I've been trying to get into Stanislaw Lem's new novel, which Zinoviev fetched over for me from the Aegis Complex, along with a selection of my other books. I'm not enjoying it much, though. I've also tried to distract myself by going over the fifth equation of our unified-interaction model. There's something wrong there I'm certain, but I'm having trouble concentrating on it.
The doctors came after lunch. Well, during it actually but Sipyagin chatted away pleasantly while I finished my sweet. Hardly the meal one would have expected for a victim of food poisoning -- slices of pork, an excellent salad, even a glass of tart white wine to refresh the palate. My dark suspicions of last night seem absurd. Nevertheless I remarked on the feast to Sipyagin.

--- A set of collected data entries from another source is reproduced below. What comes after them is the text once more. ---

PR #244, opened 2022-06-03
Update version numbers 2.3.3->2.3.4

kmod:


undingen:
LGTM. I'm fine with calling it 2.3.4 or 2.4.

kmod:
I think calling it 2.4 might mean having to rebuild all of the conda packages, so I'd say let's call it 2.3.4

PR #245, opened 2022-06-03
Get bolt working with the manylinux wheel

kmod:
The bolt that has been built on the host does not typically work
inside the manylinux container. We could try to build bolt inside
the container, or maybe we could create a package and install it.

But it seemed easier to just generate a non-bolted wheel, then
run bolt on the host and repackage the wheel.


undingen (approved):
LGTM, thanks for fixing the arm issue. I also noticed it but you have been faster with fixing it :).
I'm not going to merge it in case you decide to name it 2.4 (but maybe because you already did the work we should just name it 2.3.4?)

PR #247, opened 2022-06-04
fix uninitialized var in LOAD_GLOBAL

undingen:
`_PyDict_GetItemByOffset(name)` was using a uninitialized var `name` in the interpreter - same code in JIT helper uses it initialized.

Stats stay the same on my quick test so the compiler may by chance have generated code which always initialized it.


undingen:
I just noticed that I also forgot to enable the LOAD_NAME cache for pyston_lite. 
With this two commits the stats for accessing a global at module scope are also looking good for pyston_lite.

kmod:
ah good catch!

after the release I'll try to combine the two opcache initialization functions so we don't have to remember to keep them in sync

PR #248, opened 2022-06-06
2.3.4: pump build_num for meta packages

undingen:
the use the python version number but reference the pyston version which means
we won't generate new meta packages which reference the new pyston version if the build_num stays the same.

I guess we could permanently fix this by integrating the full pyston build number into the build string
but this feels risky doing it now for the release without testing it more.

---
I already pushed the resulting packages `pyston`, `python` and `python_abi` to our pyston channel and it seemed to fix the installer issue where it would package the old version.

### DIFF
--- a/pyston/conda/python/meta.yaml
+++ b/pyston/conda/python/meta.yaml
@@ -1,4 +1,4 @@
-{% set build_num = 4 %} # caution: only reset when python_version changes
+{% set build_num = 5 %} # caution: only reset when python_version changes
 {% set pyston_version = "2.3.4" %}
 {% set python_version = "3.8.12" %}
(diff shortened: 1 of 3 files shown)


kmod:
looks good! It seems like the comment on those lines though is now the opposite of what we want?

undingen:
I added it because I think it's normally recommended to reset the build number to 0 when the version changes. But thats not possible for our recipes because they don't use the full version number everywhere so packages need to have a higher build number to get precedence. So I think we can only reset it when the python version and pyston version changes at the same time.

kmod:
oh I see, I read it as "only *change* when python_version changes"

PR #250, opened 2022-06-07
I guess rsync skips symlinks by default

kmod:
The build mostly worked except it skipped some of the files in the macrobenchmarks directory, so the bolt task would fail


undingen (approved):
thanks for fixing my `rsync` bug!

Issue #204, opened 2022-04-22
Pyston build for ubuntu 22.04


stuaxo:
Hi,
   Now Ubuntu 22.04 is out, is it possible to provide release a deb for it ?
(21.10 might be nice too)

Cheers
Stuart

undingen:
good idea, I will create 22.04 packages. We don't plan to create packages for non LTS versions right now so for 21.10 I recommend using the "portable release" archive.

stuaxo:
Cheers :)

PR #252, opened 2022-06-10
Build ubuntu 22.04 packages

undingen:
Unfortunately I run into some issues building 22.04 packages:
- our AOT PGO task is failing with - (producing empty profiles - I disabled it for now):
 >warning: ../aot_pic/aot_prof/default_16542604123857942053_0.profraw: failed to uncompress data (zlib)
error: no profile can be merged

- I'm seeing a lot of:
 >Warning -- files was modified by test_quopri
  Before: []
  After:  ['default.profraw']

I have not tested the performance of the resulting packages. But wanted to put it up as draft before my holiday in case 22.04 packages become a priority in the meantime.

I also noticed that one CFLAGS is different when using 22.04 and can be reverted by setting `DEB_BUILD_OPTIONS="reproducible=-fixfilepath"` but it did not fix the issues I encountered

We have a open issue for 22.04 packages at: https://github.com/pyston/pyston/issues/204

### DIFF
--- a/Makefile
+++ b/Makefile
@@ -547,7 +547,7 @@ ifeq ($(RELEASE),16.04)
 	echo 10 > pyston/debian/compat
 	cd pyston; DEB_BUILD_OPTIONS=nocheck dpkg-buildpackage -b -d
 else
-	cd pyston; DEB_BUILD_OPTIONS=nocheck dpkg-buildpackage --build=binary --no-sign --jobs=auto -d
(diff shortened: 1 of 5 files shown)


kmod:
I've seen that second issue before and I think it's spurious -- the cpython testsuite checks to make sure that no files were created so it balks at the profile data files, which is maybe part of why the return code of the pgo task is ignored

PR #256, opened 2022-07-08
Install cargo into the github ci

kmod:
I'm not sure why this all of a sudden became required.
This is to build cryptography, a Rust extension, but we didn't
change the version of cryptography so I'm not sure why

'No reason to starve you, Kukushkin,' he smiled. 'Anyhow, the best way to cleanse your system is by offering it wholesome protein to work on.'
I gave him a guarded glance. 'You're sure of this poisoning, then? It couldn't be a bug of some kind?'
Zinoviev cleared his throat, an offensive sound. I am beginning to detest that man. 'You can safely leave the diagnosis to us, Academician.'
'Don't be too hard on the poor chap, Iosif,' Sipyagin said. He adopted a speculative pose. 'My theory has always been that intellectuals labour under the burden of what might be termed the Socratic phobia. Too well they remember the hemlock.'
Zinoviev grunted, tugging out his instruments; I laughed aloud. It was a poor enough jest, but it soothed my anxieties. I thrust the last of the dessert into my mouth and submitted to their attentions.
Since they left, fears have crept back. It really does seem quite incredible that an ordinary base hospital, even one serving the most important military project of all time, should have a viral-contagion clean room environment as elaborate as this one. Perhaps the other beds are all full?